** Information given follows **

PR #1414, opened 2026-08-23
fix(runtime): resolve pinned device selectors and honor CLI --device at serve startup

ndizazzo:
## Problem

`mesh-llm serve --model '<ref>'` on a host with a persisted per-model
`hardware.device` PCI stable-id pin (e.g. `pci:00000000:01:00.0`, written by
the hardware-pinning flow under `gpu.assignment = "pinned"`) fails native
model load with:

```
InvalidArgument: unknown selected backend device: pci:00000000:01:00.0
```

An explicit `--device CUDA0` on the CLI did not fix it — the only working
workaround was bypassing the persisted config entirely
(`--config /dev/null --device CUDA0`).

## Root cause

Two independent gaps:

1. `build_startup_model_specs` always built CLI-explicit `--model`/`--gguf`
   specs with `gpu_id: None` / `config_owned: false`. That caused
   `preflight_config_owned_startup_models` — the one place that resolves a
   stable-id device against the live `GpuFacts` inventory — to skip these
   specs entirely (it only ran for config-owned specs, and only under
   `gpu.assignment = "pinned"`). Meanwhile, the model's *raw* persisted
   `hardware.device` string was still picked up separately by
   `resolve_hardware_config` (which looks up the model by ref regardless of
   how it was launched) and passed unresolved into
   `SkippyDeviceDescriptor.backend_device` → `RuntimeConfig.selected_backend_device`.
2. `RuntimeOptions.device` (CLI `--device`) was never read by any
   device-selection code path, so it had no way to override a stale or
   incompatible persisted pin.

## Fix

Upstream of the Skippy ABI and `runtime_config_from_stage_config` (both left
untouched):

- `build_startup_model_specs` now looks up the matching `config.models`
  entry (exact ref match) for CLI-explicit launches, and applies a single
  CLI-device-wins-else-persisted precedence rule everywhere a startup
  model's `gpu_id` is set.
- `preflight_config_owned_startup_models[_with_gpus]` resolves any spec that
  actually has a device to resolve (CLI override or persisted pin),
  regardless of `config_owned`/`gpu.assignment`, while still failing closed
  exactly as before when a config-owned model requires a device under
  `gpu.assignment = "pinned"` and has none.
- Resolution mirrors the two-step shape `mesh-llm gpus tune` already uses
  (`resolve_pinned_with_backend_fallback` in
  `mesh-llm-commands/src/gpus/tune_hardware/evaluate.rs`, left unmodified):
  stable-id selectors resolve via `resolve_pinned_gpu_strict`; bare backend
  names (e.g. `--device CUDA0`) fall back to a direct `backend_device`
  match. An unresolvable device now produces a clear error naming the
  request and the available devices instead of the raw native ABI error.
- `preflight_config_owned_startup_models` (the production wrapper) no longer
  returns early for every non-pinned `gpu.assignment`, which had left the
  relaxed inner resolver unreachable in production: a default `auto` host
  launched with `--device` never resolved the selector. It now skips the
  hardware survey only when there is genuinely nothing to resolve — not
  pinned *and* no startup plan carries a device.
- The persisted lookup mirrors `ResolverContext::new`
  (`inference/skippy/resolver/resolution.rs`), which is what actually picks
  `hardware.device` up downstream: declared ref (the `--gguf <path> --model
  <alias>` alias), then model ref, then any row whose `hardware.model_path`
  names the same file. Previously the alias branch looked its pin up by GGUF
  path while config rows are keyed by alias, and a bare `--gguf <path>`
  could not match an alias-keyed row at all.
- A config pinned only through `[defaults.hardware] device` — a shape
  validation explicitly accepts under `gpu.assignment = "pinned"`, leaving
  every `models[].gpu_id` unset — failed startup preflight closed on a
  missing `gpu_id`. The persisted lookup now inherits the defaults device
  the same way `resolve_hardware_config` does. This was a pre-existing
  defect, not a regression from this PR, but it is the same failure mode
  and sits in the code this PR rewrites.

## Testing

TDD, failing-first: added tests reproducing the reported failure (CLI
`--model` matching a persisted PCI-stable-id pin) and the CLI-override
requirement, plus coverage for auto-assignment CLI overrides, unresolvable
devices, and `--device auto` as a no-op.

Review follow-ups are covered through `preflight_config_owned_startup_models`
— the production wrapper — rather than the inner GPU helper, so the outer
guard is exercised: `--device` under auto assignment must reach the resolver
and fail on an impossible selector, and a launch with no selector at all must
stay inert. Alias, `hardware.model_path`, and defaults-inheritance lookups are
pinned too. All three behavior tests fail against the previous commit and pass
after it.

- `cargo fmt --all --check`
- `cargo check -p mesh-llm-host-runtime` / `-p mesh-llm`
- `cargo clippy -p mesh-llm-host-runtime --all-targets -- -D warnings` / same for `-p mesh-llm`
- `cargo test -p mesh-llm-host-runtime --lib` — 2543 passed, 0 failed
- `cargo test -p mesh-llm-commands --lib gpus::tune_hardware` — unchanged, 10 passed
- `cargo test -p mesh-llm-system --lib --features skippy-devices hardware::skippy_devices` — unchanged, 4 passed
- `pinned_gpu_config_accepts_defaults_hardware_device_for_models` (plugin/config.rs) — unchanged, passes

## Out of scope

`crates/mesh-llm-config/src/model.rs::merge_hardware` (the top-level legacy
`gpu_id` ⇄ `hardware.device` config-file shim) was investigated and is
unrelated to CLI-vs-config precedence — left untouched, no behavior change.

## Summary by CodeRabbit

* **New Features**
  * Added GPU selection through `--device`, including stable device IDs and backend names.
  * Startup models can match by alias, model reference, or configured path.
  * Default hardware settings apply when model-specific settings are unavailable.
  * Supports case-insensitive `auto` selection and preserves explicit CPU selection.

* **Bug Fixes**
  * Explicit device selections now take precedence over saved or pinned settings.
  * Improved diagnostics for unavailable or ambiguous devices.
  * Refined GPU validation for automatically assigned models.


i386 (approved):

crates/mesh-llm-host-runtime/src/runtime/startup_models.rs
```diff
@@ -987,29 +1026,94 @@ pub(super) fn pinned_startup_preflight_metrics() -> &'static [hardware::Metric]
...
         specs.len() == plans.len(),
         "startup model preflight received mismatched specs/plans"
     );
 
     for (spec, plan) in specs.iter().zip(plans.iter_mut()) {
-        if !spec.config_owned {
+        // `gpu.assignment = "pinned"` requires every config-owned model to
+        // resolve to a concrete device (fail closed below when absent, same
+        // as before). CLI-explicit models and models under the default
+        // "auto" assignment only go through resolution when there is
```
ndizazzo, line 1188: This says Auto assignment can resolve an explicit `--device`, but the production wrapper returns before calling this helper whenever assignment isn't `Pinned`. Default Auto plus `--device` still leaves the plan unset. Please move or narrow the outer guard so explicit selectors reach this resolver, and test the real wrapper entry point.

ndizazzo (commented):
Needs revision. The production startup wrapper still bypasses the new Auto-assignment behavior.

Follow-ups:
- The `--gguf <path> --model <alias>` branch looks up the persisted pin by path even though normal config rows are keyed by alias/ref. Please cover that path too.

** End of Information given **

Scan the entries above, and wherever a line holds the string "unset", copy it.

__Finished exercise__:
  every `models[].gpu_id` unset — failed startup preflight closed on a
ndizazzo, line 1188: This says Auto assignment can resolve an explicit `--device`, but the production wrapper returns before calling this helper whenever assignment isn't `Pinned`. Default Auto plus `--device` still leaves the plan unset. Please move or narrow the outer guard so explicit selectors reach this resolver, and test the real wrapper entry point.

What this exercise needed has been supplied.